Find the answer to your Linux question:
Results 1 to 10 of 10
Hi all, I'm working with a lot of data, but always the same. I have, say 2GB that I keep loading 100 times a day from a local disk to ...
  1. #1
    Just Joined!
    Join Date
    Mar 2010
    Posts
    15

    mapping memory space to a path/filename

    Hi all,

    I'm working with a lot of data, but always the same. I have, say 2GB that I keep loading 100 times a day from a local disk to do some computations.
    I was wondering if anyone knew if it is possible to read it once for all and then access it like a file but with the speed of RAM access. I would be looking for something like:
    Code:
    file2mem ~/mybigdatafile.dat ~/mybigdata_thats_now_accessed_superfast.dat
    And then the data is accessible in a way like with a symlink...

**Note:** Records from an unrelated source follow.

PR #247, opened 2025-04-01
Mutations for `McpServer`

geelen:
`McpServer` is a great higher-level builder pattern for defining servers, but following on from #233 I feel it's a bit too limited to be used as a base for building other abstractions upon.

This PR adds:

* `updateTool()` and `removeTool()`
* `updateResource() and `removeResource()`
* `updatePrompt()` and `removePrompt()`
* Update methods have the same signature as the existing methods for creating, but throw if the resource/prompt/tool their referencing _doesn't_ exist
* All these methods emit list changed notifications automatically, as long as the server is currently connected to a transport

## Motivation and Context

This feels like a flexible but low-enough level addition to make it easier to start to build "dynamic" servers on top of the current class, without imposing any particular design decision.

## How Has This Been Tested?

Added tests to `mcp.test.ts`

## Breaking Changes

Purely additive. The only change is that servers now, by default, report that they support `listChanged` notifications (since they do, now).

## Types of changes

- [ ] Documentation update

## Checklist


jmorrell-cloudflare:
Do we need to manage adding / removing tools to the server itself, or just shape which ones are returned on a request? Ex: a server could register a different handler here: https://github.com/modelcontextprotocol/typescript-sdk/blob/main/src/server/mcp.ts#L105

```ts
this.server.setRequestHandler(ListToolsRequestSchema, async ():  Promise<ListToolsResult> => {
  let userState = await fetchUserStateFromDataStore();
  let tools: Tool[] = this._registeredTools.filter((tool) => {
    // arbitrary filter by userState
  });

  return {
    tools: tools.map(
      ([name, tool]): Tool => {
        return {
          name,
          description: tool.description,
          inputSchema: tool.inputSchema
            ? (zodToJsonSchema(tool.inputSchema, {
                strictUnions: true,
              }) as Tool["inputSchema"])
            : EMPTY_OBJECT_JSON_SCHEMA,
        };
      },
    ),
  };
});
```

Note that the current version does not support async calls

Edit: I think this ~aligns with your approach in https://github.com/modelcontextprotocol/typescript-sdk/pull/233 ?

geelen:
> Do we need to manage adding / removing tools to the server itself, or just shape which ones are returned on a request?

The only issue is making sure you're triggering the `listChanged` notifications automatically so clients even _know to ask_ for the updated list. 

But yes, this PR is mainly about keeping the existing style of the `McpServer` class (i.e. methods that mutate internal state) and extending it to allow _some_ dynamism, e.g.

```ts
  name: "Dynamic Example",
  version: "1.0.0"
});

server.tool(
  "listMessages",
  { channel: z.string() },
  async ({ channel }) => ({
    content: [{ type: "text", text: await listMessages(channel) }]
  })
);

server.tool(
  "upgradeAuth",
  { permission: z.enum(["write', vadmin"])},
  upgradeAuth
)

// Connect with the existing set of tools

// Any mutations after connection result in `listChanged` notifications so the client knows to refresh
async function upgradeAuth({permission}) {
  const { ok, err, previous } = await upgradeAuthAndStoreToken(permission)

  if (!ok) return {content: [{ type: "text", text: `Error: ${err}` }]}

  // If we previously had read-only access, we need to add 'putMessage' now we can use it
  if (previous === "read") {
    server.tool(
      "putMessage",
      { channel: z.string(), message: z.string() },
      async ({ channel, message }) => ({
        content: [{ type: "text", text: await putMessage(channel, string) }]
      })
    );
  }

  // If we've just upgraded to 'write' permissions, we can still call 'upgradeAuth' but can only upgrade to 'admin' 
  if (permission === 'write') {
    server.updateTool(
      "upgradeAuth",
      { permission: z.enum(["admin"])}, // change param validation
      upgradeAuth
    )
  } else {
    // If we're on admin, we no longer have anywhere to upgrade to
    server.removeTool("upgradeAuth")
  }
}
```

(I've added the above example to the README as part of this PR)

But you're right, like in #233, we could build a much more reactive approach with tools being toggled on/off against the base class, which I think will be more maintainable in the long run.

But I like using `McpServer`! And don't want it to be forever locked into only offering static servers! Or, to put it another way, I want people to see that dynamic McpServers are _possible_, as a gateway to understanding why a `ReactiveMcpServer` is a good idea.

jspahrsummers (changes requested):
Bikeshedding a bit… what do you think about something like this, for simplicity:

1. Updating can use the existing methods (just overwrite an existing handler)
2. Instead of separate `remove…` methods, the registration methods return a callable that will perform the removal

For example:

```typescript
server.tool(
  "listMessages",
  async () => ({
    throw new Error("Not implemented yet")
  })
);

const removeListMessages = server.tool(
  "listMessages",
  { channel: z.string() },
  async ({ channel }) => ({
    content: [{ type: "text", text: await listMessages(channel) }]
  })
);

removeListMessages();
```

I'm not strongly convinced that my suggestion here is what we should pursue, just throwing it out for discussion.

geelen:
> Updating can use the existing methods (just overwrite an existing handler)

Happy to go this path but arguably it's a breaking change? I mean, it's kind of open to interpretation if something that _used_ to throw an exception that now works is a "break". But otherwise, I agree it'd make more sense to reuse what's there.

> the registration methods return a callable that will perform the removal

I generally don't love this as a design over explicit `remove` methods (it's like a "disposal" handler but not clear what you're disposing) but I don't feel too strongly. I'm mainly looking for a primitive to allow building other abstractions on top of.

But if we're painting a bikeshed, why not this lovely pastel?

```ts
// These methods return an object that can be used to manipulate it
const listMessagesTool = server.tool(
  "listMessages",
  { channel: z.string() },
  async ({ channel }) => ({
    content: [{ type: "text", text: await listMessages(channel) }]
  })
);

// Explicit toggles, rather than adding/removing (I expect that sort of thing might be the most common use-case?)
listMessagesTool.disable()
listMessagesTool.enable()

// Update/removal becomes a method on the Tool object
listMessagesTool.update(description, inputParams, handler)
listMessagesTool.remove()
```

My OO brain likes this a bit more and it does mean that the only external change to `McpServer` is changing the return type of `.tool`, `.resource`, and `.prompt`. Wdyt?

jspahrsummers:
I like that! I think that strikes a nice balance between permitting all of these operations, but keeping the main `McpServer` API simple (e.g., not turning it into a full CRUD interface).

geelen:
@jspahrsummers have updated the PR (and description) and now I think this is way better and ready for review/merge!

Usage example from the README:

```ts
import { z } from "zod";

  name: "Dynamic Example",
  version: "1.0.0"
});

const listMessageTool = server.tool(
  "listMessages",
  { channel: z.string() },
  async ({ channel }) => ({
    content: [{ type: "text", text: await listMessages(channel) }]
  })
);

const putMessageTool = server.tool(
  "putMessage",
  { channel: z.string(), message: z.string() },
  async ({ channel, message }) => ({
    content: [{ type: "text", text: await putMessage(channel, string) }]
  })
);
// Until we upgrade auth, `putMessage` is disabled (won't show up in listTools)
putMessageTool.disable()

const upgradeAuthTool = server.tool(
  "upgradeAuth",
  { permission: z.enum(["write', vadmin"])},
  // Any mutations here will automatically emit `listChanged` notifications
  async ({ permission }) => {
    const { ok, err, previous } = await upgradeAuthAndStoreToken(permission)
    if (!ok) return {content: [{ type: "text", text: `Error: ${err}` }]}

    // If we previously had read-only access, 'putMessage' is now available
    if (previous === "read") {
      putMessageTool.enable()
    }

    if (permission === 'write') {
      // If we've just upgraded to 'write' permissions, we can still call 'upgradeAuth' 
      // but can only upgrade to 'admin'. 
      upgradeAuthTool.update({
        paramSchema: { permission: z.enum(["admin"]) }, // change validation rules
      })
    } else {
      // If we're now an admin, we no longer have anywhere to upgrade to, so fully remove that tool
      upgradeAuthTool.remove()
    }
  }
)

// Connect as normal
```

src/server/mcp.ts
```diff
@@ -617,13 +713,67 @@ export class McpServer {
...
+    this.sendPromptListChanged()
+
+    return registeredPrompt
+  }
+
+  /**
+   * Checks if the server is connected to a transport.
+   * @returns True if the server is connected
+   */
+  isConnected() {
```
jspahrsummers, line 748: Nit: getters are nicer for simple reads
```suggestion
  get connected() {
```

jspahrsummers (approved):
Great, thank you!

I'll go ahead and merge without my one new comment being addressed—it's not that big a deal.

jrnesc:
these are brilliant, thank you @geelen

    Anything like that existing anywhere?
    Thanks a lot!
    Max

  2. #2
    Trusted Penguin Cabhan's Avatar
    Join Date
    Jan 2005
    Location
    Seattle, WA, USA
    Posts
    3,230
    The problem here is that every process has its own memory space, so you can't just let a bunch of processes access eachother's memory.

    A possible solution is shared memory:
    shm_overview(7)

    This would allow you to map the file into shared memory using shm_open(), then mmap() that same memory into multiple other processes. Shared memory is persistent, so once it has been created, it will continue to exist until explicitly deleted or the system is shut down (even if the various processes exit).

    Do you understand how to use this?
    DISTRO=Arch
    Registered Linux User #388732

  3. #3
    Just Joined!
    Join Date
    Mar 2010
    Posts
    15
    Thanks Cabhan, I think I understand...
    I would be able to access files mapped to memory via a call to /dev/shm/myfile right?
    Now, let's put it simply: I have never programmed in c. All I know is some shell scripting and matlab. Can I write a small shell program to do that? or would it have to be a compiled prgm?
    Also I see the mapping is persistent. How do I erase it when I'm done? I don't want to end up restarting the system everytime I loose the address of my memory map (does that make sense?)...

  4. #4
    Trusted Penguin Cabhan's Avatar
    Join Date
    Jan 2005
    Location
    Seattle, WA, USA
    Posts
    3,230
    Yes. If you read the file into shared memory segment myfile, it would be under /dev/shm/myfile. Attempting to read this file would access kernel memory and should therefore be a straight memory read instead of going to disk (excluding RAM swapping and such).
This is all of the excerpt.